▶ Prompt
Using the listing beneath this task, count the lines with the word "breaking" and write only the result.
Materials provided START
PR #185, opened 2024-07-19
ci: moving back to tokenless

rst0git:


snprajwal:
Are we sure this is a good idea? We definitely want to be tracking coverage, and doing this change would mean that if the token gets removed from the repo in the future, the pipeline will still erroneously succeed. Would it not be better to just let it fail if the token is not set?

adrianreber:
Silently skipping something might indeed result that we forget about this again. What was your motivation for this change @rst0git. Maybe that will help us to understand this PR better.

rst0git:
> Would it not be better to just let it fail if the token is not set?

@snprajwal Adrian has configured the value for `CODECOV_TOKEN` in [repository secrets](https://docs.codecov.com/docs/adding-the-codecov-token#github-actions). However, the GitHub action is unable to use it. This problem does not occur when running the CI workflow in my fork configured with codecov token for my personal repository.

```
##[debug]..Evaluating secrets:
##[debug]..=> Object
##[debug]..Evaluating String:
##[debug]..=> 'CODECOV_TOKEN'
##[debug]=> null
```
We can see the code coverage in the CI logs but uploading without a token is not supported:
```
# Print coverage from this run
go tool covdata percent -i=/home/runner/work/go-criu/go-criu/test/.coverage
	command-line-arguments		coverage: 68.4% of statements
...
```

> What was your motivation for this change

This is a workaround until we confirm that the codecov configuration works or figure out how to fix the problem.

snprajwal:
@adrianreber do you want to double-check if the secret is set correctly please? It could be an accidental typo that's stopping the workflow from recognising it

snprajwal:
Dropping this here too - the coverage workflow on checkpointctl works fine: https://github.com/checkpoint-restore/checkpointctl/actions/runs/10009967467/job/27670052231

PR #186, opened 2024-08-28
release: v7.2.0

snprajwal:
cc @behouba

### DIFF
--- a/README.md
+++ b/README.md
@@ -62,7 +62,8 @@ The following table shows the relation between go-criu and criu versions:
 
 | Major version  | Latest release | CRIU version |
 | -------------- | -------------- | ------------ |
-| v7             | 7.1.0          | 3.18         |
+| v7             | 7.2.0          | 3.19         |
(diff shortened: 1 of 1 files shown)


snprajwal:
Okay, looks like we'll need some fixes before making the release. I'm away until Sunday, I'll do it once I'm back.

snprajwal:
@rst0git it's interesting how I was able to create this branch through the web UI, but now it's protected - I can neither push to it, nor delete it. I meant to create the branch on my fork, but ended up creating it on this repo instead. Do we apply protection rules on non-default branches too?

rst0git:
> Do we apply protection rules on non-default branches too?

I am not sure, we usually don't create branches in the main repository. It might be better to open another pull request and we can close this one.

@adrianreber do you have permissions to delete this branch?

adrianreber:
Branch protection is on all branches (`*`). I did not set up the branch protection, but it does not sound bad. I removed the `release` branch now.

PR #188, opened 2024-09-01
ci(golangci-lint): disable gosec G115

snprajwal:
Changes were made to this check in v1.60.2, which introduced a lot of noise and false positives. This commit disables this for now.

Ref: https://github.com/securego/gosec/issues/1185


snprajwal:
ping @rst0git

adrianreber (approved):
Makes sense.

PR #208, opened 2025-03-28
ci: bump actions, remove Go matrix

snprajwal:
The Go matrix is unnecessary, as Go provides backwards compatibility across existing APIs, and we are almost always just one version behind the latest one.

### DIFF
--- a/.github/workflows/main.yml
+++ b/.github/workflows/main.yml
@@ -14,7 +14,6 @@ jobs:
       fail-fast: false
       matrix:
         os: [ubuntu-latest, macos-latest, windows-latest]
-        go-version: [1.21.x, 1.22.x, 1.23.x]
         criu-branch: [master, criu-dev]
         exclude: # Skip duplicate CRIT build tests on macos/windows
           - os: windows-latest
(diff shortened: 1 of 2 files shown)


rst0git:
> Go matrix is unnecessary, as Go provides backwards compatibility

@snprajwal I believe the purpose of the Go matrix is to check that building go-criu works with older versions of Go. For example, if we use a feature that is available only in 1.24, it could break users that require previous versions of Go.

snprajwal:
> @snprajwal I believe the purpose of the Go matrix is to check that building go-criu works with older versions of Go. For example, if we use a feature that is available only with >=1.24, it could break users that require previous versions of Go.

I understand that, but our `go.mod` specifies 1.23, which means that any library user would also be required to have a minimum Go version of 1.23 for their module. I think we would not be responsible if the user uses the library with a lower Go version - it can also break due to a transitive dependency of go-criu that does not support their version.

adrianreber:
We definitely do not need to test anything older than what is in `go.mod` specified as minimum.

adrianreber:
This PR works for me.

PR #210, opened 2025-05-30
Invalidate global vars containing parsed images in Explore* methods

pbeschetnov:
Caching common criu images in global variables doesn't work in these scenarios:
- crit.Explore...() are used in different img directories
- between crit.Explore...() img files are updated (new dump happened)

With this PR I'm fixing this problem and supporting listed cases by invalidating the caches during each Explore call.

### DIFF
--- a/crit/explore.go
+++ b/crit/explore.go
@@ -26,6 +26,8 @@ type PsTree struct {
 
 // ExplorePs constructs the process tree and returns the root process
 func (c *crit) ExplorePs() (*PsTree, error) {
+	invalidateCache()
+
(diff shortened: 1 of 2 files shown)


snprajwal:
It looks like you were already doing this in the first commit :) that would be nice to have. Please note that we use self-contained commits without follow-up fixup commits -please squash your commits into a single one. It would also be great if you could write a descriptive commit message that explains the intent of the commit better. Thanks!

rst0git (approved):
LGTM

@pbeschetnov Thank you for fixing this!

PR #246, opened 2026-06-04
rpc, stats: switch to protobuf-go-lite

kolyshkin:
This is mostly done to desperately save runc (and podman) binary sizes, of which google protobuf is a hefty part.

----

Regenerate the top-level rpc/ and stats/ packages with protoc-gen-go-lite instead of protoc-gen-go, so the embeddable library path (the root, phaul and utils packages used by downstream consumers) no longer pulls in the reflection-based google.golang.org/protobuf runtime.

Lite messages expose MarshalVT/UnmarshalVT instead of the generic proto.Marshal/Unmarshal, and lite does not ship the proto2 scalar constructors (String/Int32/Bool); these are reimplemented in a small internal/proto package, imported aliased as proto so call sites are unchanged.

crit/ and crit/images/* (including the separate crit/images/stats package) stay on google.golang.org/protobuf, as crit's generic decode and JSON handling rely on reflection (proto.Clone, protojson, proto.Message in its public Critter interface).


kolyshkin:
For runc this is being tested in https://github.com/opencontainers/runc/pull/5312. Will open a podman test PR soon.

kolyshkin:
Alas podman is using protobuf in a few other places so there's no (easy) way to eliminate it entirely. For runc though it's a clear win.

kolyshkin:
This is ready for review, any feedback is welcome.

snprajwal (approved):
As per https://github.com/opencontainers/runc/pull/5312#issuecomment-4624854385, this shaves off ~2MB for downstream consumers of the library. That's a big win!

The changes LGTM, as long as this third-party protobuf library continues to be actively maintained.

adrianreber:
Thanks. This sounds like a good idea. But probably means that we will to have to make a v9, right? This sounds like it could count as breaking API.

rst0git (commented):
LGTM

kolyshkin:
> Thanks. This sounds like a good idea. But probably means that we will to have to make a v9, right? This sounds like it could count as breaking API.

Do you want bumping to v9 in this PR?

adrianreber:
No. I think the v9 bump can happen separately.

snprajwal:
I'm not sure if this requires a v9 bump. I don't see any public APIs or behaviour changing; only the implementation details have changed, which are opaque to library consumers.

We are introducing new public API, but AFAIK that can be included in a minor release since it's non-breaking.

adrianreber:
> I'm not sure if this requires a v9 bump. I don't see any public APIs or behaviour changing; only the implementation details have changed, which are opaque to library consumers.
> 
> We are introducing new public API, but AFAIK that can be included in a minor release since it's non-breaking.

That is correct, but pulling partially completely different dependencies might be unexpected to users. Not sure.

kolyshkin:
Added the second commit which uses `tool` in go.mod to pin the needed tools to specific versions, and use go install tool to install those from CI, slightly simplifying setup and making CI runs more predictable. PTAL

snprajwal:
Nice one, thanks for that update. You'd need to update that commit with a signoff to make CI happy though.

rst0git (approved):

rst0git:
> I think the v9 bump can happen separately.

@adrianreber Would you like to create a release for v9?

adrianreber:
> > I think the v9 bump can happen separately.
> 
> @adrianreber Would you like to create a release for v9?

Do we still think a v9 is necessary? @snprajwal's comment that the API does not change sounded convincing to me.

kolyshkin:
> > @adrianreber Would you like to create a release for v9?
> 
> Do we still think a v9 is necessary? @snprajwal's comment that the API does not change sounded convincing to me.

I'm fine with v8.3.0 or so -- API is still the same, the underlying implementation changed and a new dependency is needed. I think that as long as release notes explain what is done we're fine with keeping it v8.

kolyshkin:
For the example of changes needed, see https://github.com/opencontainers/runc/pull/5312.

@adrianreber can you please tag a release? Or should I do it?

snprajwal:
@kolyshkin I've made a v8.3.0 release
Materials provided END
▶ Exercise answer
4